--- What the task asks ---
The records sit below. Return every line in them that holds the word "AuthorizeActorAsync".

[Extracted data Boundary: Start]

PR #3532, opened 2020-09-10
Registry API change

philipktlin:
Remove registry proxy middleware and implement registry controller for existing and on-behalf-of registry API.


edge-hub/core/src/Microsoft.Azure.Devices.Edge.Hub.Http/IRegistryApiClient.cs
```diff
@@ -0,0 +1,17 @@
+// Copyright (c) Microsoft. All rights reserved.
+namespace Microsoft.Azure.Devices.Edge.Hub.Http
+{
+    using System.Net.Http;
+    using System.Threading.Tasks;
+
+    public interface IRegistryApiClient
+    {
+        public Task<HttpResponseMessage> PutModuleOnBehalfOfAsync(string actorEdgeDeviceId, CreateOrUpdateModuleOnBehalfOfData requestData);
```
varunpuranik, line 9: Why do these need to be declared public?

varunpuranik, line 9: Nit: Suggest removing the "OnBehalfOfAsync" suffix..

edge-hub/core/src/Microsoft.Azure.Devices.Edge.Hub.Http/RegistryApiClient.cs
```diff
@@ -0,0 +1,132 @@
...
+    using System.Text;
+    using System.Threading.Tasks;
+    using Microsoft.Azure.Devices.Edge.Util;
+    using Microsoft.Extensions.Logging;
+    using Newtonsoft.Json;
+
+    public class RegistryApiClient : IRegistryApiClient
+    {
+        internal const string MediaType = "application/json";
+        const string PutModuleOnBehalfOfUriTemplate = "devices/{0}/modules/$edgeHub/putModuleOnBehalfOf?api-version={1}";
```
varunpuranik, line 17: Nit: make the moduleId a parameter as well, and sub it with the EdgeHub module Id.

edge-hub/core/src/Microsoft.Azure.Devices.Edge.Hub.Http/RegistryApiClient.cs
```diff
@@ -0,0 +1,132 @@
...
+        public RegistryApiClient(string upstreamHostname, Option<IWebProxy> proxy, ITokenProvider tokenProvider)
+        {
+            this.UpstreamHostName = Preconditions.CheckNonWhiteSpace(upstreamHostname, nameof(upstreamHostname));
+            this.proxy = proxy;
+            this.tokenProvider = Preconditions.CheckNotNull(tokenProvider, nameof(tokenProvider));
+
+            this.baseUri = new UriBuilder(Uri.UriSchemeHttps, upstreamHostname).Uri;
+        }
+
+        internal string UpstreamHostName { get; }
```
varunpuranik, line 36: Where else is this used?

edge-hub/core/src/Microsoft.Azure.Devices.Edge.Hub.Http/RegistryApiClient.cs
```diff
@@ -0,0 +1,132 @@
...
+
+        public async Task<HttpResponseMessage> PutModuleOnBehalfOfAsync(string actorEdgeDeviceId, CreateOrUpdateModuleOnBehalfOfData requestData)
+        {
+            var requesteUri = new Uri(this.baseUri, string.Format(CultureInfo.InvariantCulture, PutModuleOnBehalfOfUriTemplate, actorEdgeDeviceId, ApiVersion));
```
varunpuranik, line 40: Do we need some kind of retry logic here, if the call fails because of a transient error?

edge-hub/core/src/Microsoft.Azure.Devices.Edge.Hub.Http/RegistryApiClient.cs
```diff
@@ -0,0 +1,132 @@
...
+                string token = await this.tokenProvider.GetTokenAsync(Option.None<TimeSpan>());
+                request.Headers.Add(HttpRequestHeader.Authorization.ToString(), token);
+
+                if (!string.IsNullOrEmpty(etag))
+                {
+                    request.Headers.Add("If-Match", etag);
+                }
+
+                var jsonPayload = JsonConvert.SerializeObject(payload);
+                LogDebug($"Uri={method} {request.RequestUri}");
```
varunpuranik, line 83: Events pattern, pls. And add details to the logs.

edge-hub/core/src/Microsoft.Azure.Devices.Edge.Hub.Http/RegistryApiClient.cs
```diff
@@ -0,0 +1,132 @@
...
+
+        static readonly ILogger Log = Logger.Factory.CreateLogger<RegistryApiClient>();
+
+        public static void LogDebug(string message)
+        {
+            Log.LogDebug(9999, message);
+        }
+    }
+
+    public class CreateOrUpdateModuleOnBehalfOfData
```
varunpuranik, line 100: - Does this class have to be public? If not make it private and nested
- Pls make this immutable

edge-hub/core/src/Microsoft.Azure.Devices.Edge.Hub.Http/RegistryApiClient.cs
```diff
@@ -0,0 +1,132 @@
...
+    {
+        [JsonProperty(PropertyName = "authChain", Required = Required.Always)]
+        public string AuthChain { get; set; }
+
+        [JsonProperty(PropertyName = "module", Required = Required.Always)]
+        public Module Module { get; set; }
+    }
+
```
varunpuranik, line 108: Why do we need Required.Always?

edge-hub/core/src/Microsoft.Azure.Devices.Edge.Hub.Http/controllers/RegistryController.cs
```diff
@@ -0,0 +1,747 @@
...
+                Events.Authenticated(nameof(this.CreateOrUpdateModuleAsync), deviceId);
+                IEdgeHub edgeHub = await this.edgeHubGetter;
+                string edgeDeviceId = edgeHub.GetEdgeDeviceId();
+                string targetId = $"{deviceId}/{moduleId}";
+                IDeviceScopeIdentitiesCache identitiesCache = edgeHub.GetDeviceScopeIdentitiesCache();
+
+                (bool authorized, string authChain) = await this.AuthorizeActorAsync(identitiesCache, edgeDeviceId, Constants.EdgeHubModuleId, targetId);
+                if (!authorized)
+                {
+                    await this.SendResponseAsync(HttpStatusCode.Unauthorized);
```
varunpuranik, line 81: Log?

edge-hub/core/src/Microsoft.Azure.Devices.Edge.Hub.CloudProxy/authenticators/DeviceScopeTokenAuthenticator.cs
```diff
@@ -100,7 +100,7 @@ internal bool ValidateAudienceIds(string audienceDeviceId, Option<string> audien
                 if (identity is IDeviceIdentity deviceIdentity && deviceIdentity.DeviceId != audienceDeviceId)
                 {
                     Events.IdMismatch(audienceId, identity, deviceIdentity.DeviceId);
-                    return false;
+                    return string.Equals(deviceIdentity.DeviceId, audienceDeviceId, StringComparison.OrdinalIgnoreCase);
```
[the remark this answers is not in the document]
philipktlin: just for testing, but confirmed that this is a bug and I need to discuss with Richard for solution.

edge-hub/core/src/Microsoft.Azure.Devices.Edge.Hub.Core/AuthChainHelpers.cs
```diff
@@ -49,5 +50,54 @@ public static bool ValidateAuthChain(string actorDeviceId, string targetId, stri
...
+            // which could be a module ID of the format "deviceId/moduleId".
+            var actorAuthChainIds = authChain.Split(new[] { ';' }, StringSplitOptions.RemoveEmptyEntries);
+
+            if (actorAuthChainIds.Length > 0)
+            {
+                var ids = actorAuthChainIds[0].Split(new[] { '/' }, StringSplitOptions.RemoveEmptyEntries);
+
+                if (ids.Length == 1 || ids.Length == 2)
+                {
+                    targetId = actorAuthChainIds[0];
```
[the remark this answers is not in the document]
philipktlin: No, it returns target id which can be "deviceid" or "deviceid/moduleid".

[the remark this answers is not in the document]
varunpuranik: Oh got it. Why do you need the ids Length check then?

edge-hub/core/src/Microsoft.Azure.Devices.Edge.Hub.Http/controllers/RegistryController.cs
```diff
@@ -0,0 +1,747 @@
...
+
+        [HttpPut]
+        [Route("devices/{actorDeviceId}/putModuleOnBehalfOf")]
+        public async Task CreateOrUpdateModuleOnBehalfOfAsync(
+            [FromRoute] string actorDeviceId,
+            [FromBody] CreateOrUpdateModuleOnBehalfOfData requestData)
+        {
+            try
+            {
+                Events.ReceivedOnBehalfOfRequest(nameof(this.CreateOrUpdateModuleOnBehalfOfAsync), actorDeviceId, Events.GetAdditionalInfo(requestData));
```
varunpuranik, line 106: Lot of duplicate code in these methods. Maybe we should refactor?

edge-hub/core/src/Microsoft.Azure.Devices.Edge.Hub.Http/controllers/RegistryController.cs
```diff
@@ -0,0 +1,747 @@
...
+            this.authenticatorGetter = Preconditions.CheckNotNull(authenticatorGetter, nameof(authenticatorGetter));
+            this.edgeHubGetter = Preconditions.CheckNotNull(edgeHubGetter, nameof(edgeHubGetter));
+        }
+
+        [HttpPut]
+        [Route("devices/{deviceId}/modules/{moduleId}")]
+        public async Task CreateOrUpdateModuleAsync(
+            [FromRoute] string deviceId,
+            [FromRoute] string moduleId,
+            [FromBody] Module module)
```
varunpuranik, line 38: Where is Module defined?

edge-hub/core/src/Microsoft.Azure.Devices.Edge.Hub.Http/controllers/RegistryController.cs
```diff
@@ -0,0 +1,747 @@
...
+                try
+                {
+                    deviceId = WebUtility.UrlDecode(Preconditions.CheckNonWhiteSpace(deviceId, nameof(deviceId)));
+                    moduleId = WebUtility.UrlDecode(Preconditions.CheckNonWhiteSpace(moduleId, nameof(moduleId)));
+                    Preconditions.CheckNotNull(module, nameof(module));
+
+                    if (!string.Equals(deviceId, module.DeviceId) || !string.Equals(moduleId, module.Id))
+                    {
+                        throw new ApplicationException("Device Id or module Id doesn't match between request URI and body.");
+                    }
```
varunpuranik, line 53: Interesting - why are the deviceId and moduleId specified twice in the request? Do we know?

edge-hub/core/src/Microsoft.Azure.Devices.Edge.Hub.Http/IRegistryApiClient.cs
philipktlin: What do you think to rename "IRegistryApiClient" to "IRegistryOnBehalfOfApiClient"?

philipktlin: will clean it up.

edge-hub/core/src/Microsoft.Azure.Devices.Edge.Hub.Http/controllers/RegistryController.cs
```diff
@@ -0,0 +1,747 @@
...
+                var resultUtf8Bytes = Encoding.UTF8.GetBytes(jsonContent);
+
+                this.Response.ContentLength = resultUtf8Bytes.Length;
+                this.Response.ContentType = ContentType;
+
+                await this.Response.Body.WriteAsync(resultUtf8Bytes, 0, resultUtf8Bytes.Length);
+            }
+        }
+
+        string FormatErrorResponseMessage(Exception ex)
```
varunpuranik, line 615: Nit: These kind of single line methods are not very useful. I would suggest removing them. Or maybe keep just the last FormatJsonMessage

edge-hub/core/src/Microsoft.Azure.Devices.Edge.Hub.Http/controllers/RegistryController.cs
```diff
@@ -0,0 +1,747 @@
...
+        {
+            return this.FormatErrorResponseMessage(ex.ToString());
+        }
+
+        string FormatErrorResponseMessage(string errorMessage)
+        {
+            return this.FormatJsonMessage("errorMessage", errorMessage);
+        }
+
+        string FormatJsonMessage(string key, string value)
```
varunpuranik, line 625: pls make static

edge-hub/core/src/Microsoft.Azure.Devices.Edge.Hub.Core/AuthChainHelpers.cs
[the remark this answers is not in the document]
philipktlin: To ensure it is a valid target id.

edge-hub/core/src/Microsoft.Azure.Devices.Edge.Hub.Http/RegistryApiClient.cs
philipktlin: Yes, as this class requires to be public.

edge-hub/core/src/Microsoft.Azure.Devices.Edge.Hub.Http/RegistryApiClient.cs
philipktlin: This is used for create or update scenario, therefore this should be provided.

edge-hub/core/src/Microsoft.Azure.Devices.Edge.Hub.Http/controllers/RegistryController.cs
philipktlin: in Microsoft.Azure.Devices namespace.

edge-hub/core/src/Microsoft.Azure.Devices.Edge.Hub.Http/controllers/RegistryController.cs
philipktlin: Already has log inside this.AuthorizeActorAsync.

edge-hub/core/src/Microsoft.Azure.Devices.Edge.Hub.CloudProxy/authenticators/DeviceScopeTokenAuthenticator.cs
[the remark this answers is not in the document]
philipktlin: removed.

edge-hub/core/src/Microsoft.Azure.Devices.Edge.Hub.Http/RegistryApiClient.cs
philipktlin: Keep it simple for now as RegistryProxyMiddleware don't have any retry logic.

edge-hub/core/src/Microsoft.Azure.Devices.Edge.Hub.Http/controllers/RegistryController.cs
philipktlin: as mentioned, this is existing registry api method.

edge-hub/core/src/Microsoft.Azure.Devices.Edge.Hub.Http/IRegistryApiClient.cs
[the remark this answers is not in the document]
philipktlin: Create a new class "RegistryApiHttpResult"

edge-hub/core/src/Microsoft.Azure.Devices.Edge.Hub.Http/controllers/RegistryController.cs
philipktlin: Would you be specific what kind of refactoring do you mean? if using func delegate, I would like to keep it simple and don't change now.

edge-hub/core/src/Microsoft.Azure.Devices.Edge.Hub.Http/controllers/RegistryController.cs
philipktlin: Cleaned up.

edge-hub/core/src/Microsoft.Azure.Devices.Edge.Hub.Core/AuthChainHelpers.cs
```diff
@@ -49,5 +50,39 @@ public static bool ValidateAuthChain(string actorDeviceId, string targetId, stri
 
             return true;
         }
+
+        public static string SkipFirstIdentityFromAuthChain(string authChain)
```
varunpuranik, line 54: We need tests for all of these methods.

edge-hub/core/src/Microsoft.Azure.Devices.Edge.Hub.Http/IRegistryOnBehalfOfApiClient.cs
```diff
@@ -0,0 +1,17 @@
+// Copyright (c) Microsoft. All rights reserved.
+namespace Microsoft.Azure.Devices.Edge.Hub.Http
+{
+    using System.Net.Http;
+    using System.Threading.Tasks;
+
+    public interface IRegistryOnBehalfOfApiClient
+    {
+        Task<RegistryApiHttpResult> PutModuleAsync(string actorEdgeDeviceId, CreateOrUpdateModuleOnBehalfOfData requestData, string ifMatchHeader);
```
varunpuranik, line 9: Nit: Does this have to be an Edge Device?

varunpuranik, line 9: Where is RegistryApiHttpResult defined?

edge-hub/core/src/Microsoft.Azure.Devices.Edge.Hub.Http/RegistryOnBehalfOfApiClient.cs
```diff
@@ -0,0 +1,167 @@
...
+
+    public class RegistryApiHttpResult
+    {
+        public RegistryApiHttpResult(HttpStatusCode statusCode, string jsonContent)
+        {
+            this.StatusCode = statusCode;
+            this.JsonContent = jsonContent ?? string.Empty;
+        }
+
+        public HttpStatusCode StatusCode { get; private set; }
```
varunpuranik, line 107: remove private set..

edge-hub/core/src/Microsoft.Azure.Devices.Edge.Hub.Http/RegistryOnBehalfOfApiClient.cs
```diff
@@ -0,0 +1,167 @@
...
+                        }
+
+                        return new RegistryApiHttpResult(response.StatusCode, jsonContent);
+                    }
+                }
+            }
+        }
+    }
+
+    public class RegistryApiHttpResult
```
varunpuranik, line 99: Move public classes to their own file

edge-hub/core/src/Microsoft.Azure.Devices.Edge.Hub.Http/RegistryOnBehalfOfApiClient.cs
```diff
@@ -0,0 +1,167 @@
...
+            this.StatusCode = statusCode;
+            this.JsonContent = jsonContent ?? string.Empty;
+        }
+
+        public HttpStatusCode StatusCode { get; private set; }
+
+        public string JsonContent { get; private set; }
+    }
+
+    public class CreateOrUpdateModuleOnBehalfOfData
```
varunpuranik, line 112: Do we need to define all these types? WHy not make them parameters on the call itself? Seems like its just a few parameters anyways

edge-hub/core/src/Microsoft.Azure.Devices.Edge.Hub.Core/AuthChainHelpers.cs
philipktlin: in RegistryOnBehalfOfApiClient.cs

edge-hub/core/src/Microsoft.Azure.Devices.Edge.Hub.Http/IRegistryOnBehalfOfApiClient.cs
philipktlin: RegistryOnBehalfOfApiClient.cs

philipktlin: in RegistryOnBehalfOfApiClient.cs

edge-hub/core/src/Microsoft.Azure.Devices.Edge.Hub.Http/RegistryOnBehalfOfApiClient.cs
```diff
@@ -0,0 +1,167 @@
...
+        }
+
+        public async Task<RegistryApiHttpResult> DeleteModuleAsync(string actorEdgeDeviceId, DeleteModuleOnBehalfOfData requestData)
+        {
+            var requesteUri = new Uri(this.baseUri, string.Format(CultureInfo.InvariantCulture, this.deleteModuleOnBehalfOfUriTemplate, actorEdgeDeviceId, ApiVersion));
+            var response = await this.SendRequestAsync(requesteUri, HttpMethod.Post, requestData);
+            return response;
+        }
+
+        async Task<RegistryApiHttpResult> SendRequestAsync<T>(Uri uri, HttpMethod method, T payload, string ifMatchHeader = null)
```
varunpuranik, line 64: Nit: Can we use consistent naming for this and call it etag or ifMatchHeader everywehre?

edge-hub/core/src/Microsoft.Azure.Devices.Edge.Hub.Http/RegistryOnBehalfOfApiClient.cs
philipktlin: This is the payload and need serialization/deserialization.  Keep as-is for now.

edge-hub/core/src/Microsoft.Azure.Devices.Edge.Hub.Http/controllers/RegistryController.cs
```diff
@@ -0,0 +1,693 @@
...
+                    }
+                }
+                catch (Exception ex)
+                {
+                    Events.BadRequest(nameof(this.CreateOrUpdateModuleAsync), ex.Message);
+                    await this.SendResponseAsync(HttpStatusCode.BadRequest, FormatErrorResponseMessage(ex.Message));
+                    return;
+                }
+
+                if (!await this.AuthenticateAsync(deviceId, Option.None<string>()))
```
varunpuranik, line 62: Why do we pass none here for moduleId?

edge-hub/core/src/Microsoft.Azure.Devices.Edge.Hub.Http/controllers/RegistryController.cs
```diff
@@ -0,0 +1,693 @@
...
+                    await this.SendResponseAsync(HttpStatusCode.Unauthorized);
+                    return;
+                }
+
+                IEdgeHub edgeHub = await this.edgeHubGetter;
+                string edgeDeviceId = edgeHub.GetEdgeDeviceId();
+                string targetId = $"{deviceId}/{moduleId}";
+                IDeviceScopeIdentitiesCache identitiesCache = edgeHub.GetDeviceScopeIdentitiesCache();
+
+                (bool authorized, string authChain) = await this.AuthorizeActorAsync(identitiesCache, edgeDeviceId, Constants.EdgeHubModuleId, targetId);
```
varunpuranik, line 200: Who are we authorizing here? And why? 
In this scenario, the child edge device is making a call to getModule, and the current edge device will make the on-behalf-of call, right? Are we validating if the device is our child? If so, won't Authenticate do that?

edge-hub/core/src/Microsoft.Azure.Devices.Edge.Hub.Http/controllers/RegistryController.cs
philipktlin: As this is the endpoint, call by iotedged.  Therefore no module id for this codepath.

edge-hub/core/src/Microsoft.Azure.Devices.Edge.Hub.Http/controllers/RegistryController.cs
philipktlin: yes, this will validate target device is current edge's child and help to return authChain (which is required to use for on-behalf-of api call).  For authenticate we are verifying child device sas token or certificate is valid.

edge-hub/core/src/Microsoft.Azure.Devices.Edge.Hub.Http/controllers/RegistryController.cs
richma-ms: It shouldn't hurt to pass in the module ID though, it would in theory allow custom modules to call this API as well.

---
In reply to: [490643207](https://github.com/Azure/iotedge/pull/3532#discussion_r490643207) [](ancestors = 490643207)

edge-hub/core/src/Microsoft.Azure.Devices.Edge.Hub.Http/controllers/RegistryController.cs
```diff
@@ -0,0 +1,693 @@
...
```
richma-ms, line 73: >AuthorizeActorAsync [](start = 65, length = 19)

not necessary for existing API calls, but fine for now as I need to come back and remove these anyways.  All AuthZ checks will be handled by the DeviceScopeAuthenticator as of my pending change.

edge-hub/core/src/Microsoft.Azure.Devices.Edge.Hub.Http/controllers/RegistryController.cs
richma-ms: Authenticate already handles that today for existing API calls.  But it's fine for for now as I need to come back and clean out all duplidated AuthZ implementations from both controllers (see other comment).

---
In reply to: [490649553](https://github.com/Azure/iotedge/pull/3532#discussion_r490649553) [](ancestors = 490649553)

edge-hub/core/src/Microsoft.Azure.Devices.Edge.Hub.Http/controllers/RegistryController.cs
```diff
@@ -0,0 +1,693 @@
...
+                if (!authorized)
+                {
+                    await this.SendResponseAsync(HttpStatusCode.Unauthorized);
+                    return;
+                }
+
+                Events.Authorized(nameof(this.GetModuleAsync), edgeDeviceId, Constants.EdgeHubModuleId, targetId, authChain);
+                var requestData = new GetModuleOnBehalfOfData($"{AuthChainHelpers.SkipFirstIdentityFromAuthChain(authChain)}", moduleId);
```
richma-ms, line 208: >SkipFirstIdentityFromAuthChain [](start = 82, length = 30)

Maybe rename to GetOriginEdgeAuthChain for clarity?

edge-hub/core/src/Microsoft.Azure.Devices.Edge.Hub.Http/controllers/RegistryController.cs
```diff
@@ -0,0 +1,693 @@
...
+            {
+                Events.Authenticated(deviceId, moduleId.GetOrElse(string.Empty));
+                return true;
+            }
+
+            Events.AuthenticateFail(deviceId, moduleId.GetOrElse(string.Empty));
+            return false;
+        }
+
+        async Task<(bool, string)> AuthorizeActorAsync(IDeviceScopeIdentitiesCache identitiesCache, string actorDeviceId, string actorModuleId, string targetId)
```
richma-ms, line 529: >actorModuleId [](start = 129, length = 13)

not needed since you're always calling with $edgeHub as a constant string anyways

edge-hub/core/src/Microsoft.Azure.Devices.Edge.Hub.Http/controllers/RegistryController.cs
varunpuranik: We should not assume who is making the call here. 
Also, if this is always called by a device, why does it have module in the route?

varunpuranik (approved):

edge-hub/core/src/Microsoft.Azure.Devices.Edge.Hub.Http/controllers/RegistryController.cs
philipktlin: What I understand is, an edge device owns its module and create/update module identity using their credential.  Therefore device Id should be considered only.  Module Id in the route is used for module identity creation.

edge-hub/core/src/Microsoft.Azure.Devices.Edge.Hub.Http/controllers/RegistryController.cs
```diff
@@ -0,0 +1,631 @@
...
+                }
+                catch (Exception ex)
+                {
+                    Events.BadRequest(nameof(this.CreateOrUpdateModuleOnBehalfOfAsync), ex.Message);
+                    await this.SendResponseAsync(HttpStatusCode.BadRequest, FormatErrorResponseMessage(ex.ToString()));
+                    return;
+                }
+
+                actorDeviceId = WebUtility.UrlDecode(actorDeviceId);
+                if (!AuthChainHelpers.TryGetTargetDeviceId(requestData.AuthChain, out string targetDeviceId))
```
richma-ms, line 268: >TryGetTargetDeviceId [](start = 38, length = 20)

Seems like the target identity won't ever be a module, both this method and CreateOrUpdateModuleAsync always forwards the call OnBehalfOf an Edge device.  So maybe it's better to explicit check the target ID and throw an error if it's a module.

edge-hub/core/src/Microsoft.Azure.Devices.Edge.Hub.Http/controllers/RegistryController.cs
```diff
@@ -0,0 +1,631 @@
...
+                }
+                catch (Exception ex)
+                {
+                    Events.BadRequest(nameof(this.GetModuleOnBehalfOfAsync), ex.Message);
+                    await this.SendResponseAsync(HttpStatusCode.BadRequest, FormatErrorResponseMessage(ex.ToString()));
+                    return;
+                }
+
+                actorDeviceId = WebUtility.UrlDecode(actorDeviceId);
+                if (!AuthChainHelpers.TryGetTargetDeviceId(requestData.AuthChain, out string targetDeviceId))
```
richma-ms, line 339: >TryGetTargetDeviceId [](start = 38, length = 20)

same as above, this should always be an auth-chain for a device as opposed to module.

richma-ms (approved):

edge-hub/core/src/Microsoft.Azure.Devices.Edge.Hub.Http/controllers/RegistryController.cs
philipktlin: For registry api calls starting from iotedged, target id is always device id.  As far as I know, for on-behalf-of registry api call, authchain should not contain any module identity.  Please confirm if my understanding is correct.

philipktlin: Update TryGetTargetDeviceId to return target device Id only if 1st identity is a device identity.

edge-hub/core/src/Microsoft.Azure.Devices.Edge.Hub.Http/controllers/RegistryController.cs
philipktlin: same reply as above.

philipktlin:
Tested with docker image version 202021.2.

richma-ms (approved):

[Extracted data Boundary: End]

--- Written reply ---
+                (bool authorized, string authChain) = await this.AuthorizeActorAsync(identitiesCache, edgeDeviceId, Constants.EdgeHubModuleId, targetId);
philipktlin: Already has log inside this.AuthorizeActorAsync.
+                (bool authorized, string authChain) = await this.AuthorizeActorAsync(identitiesCache, edgeDeviceId, Constants.EdgeHubModuleId, targetId);
richma-ms, line 73: >AuthorizeActorAsync [](start = 65, length = 19)
+        async Task<(bool, string)> AuthorizeActorAsync(IDeviceScopeIdentitiesCache identitiesCache, string actorDeviceId, string actorModuleId, string targetId)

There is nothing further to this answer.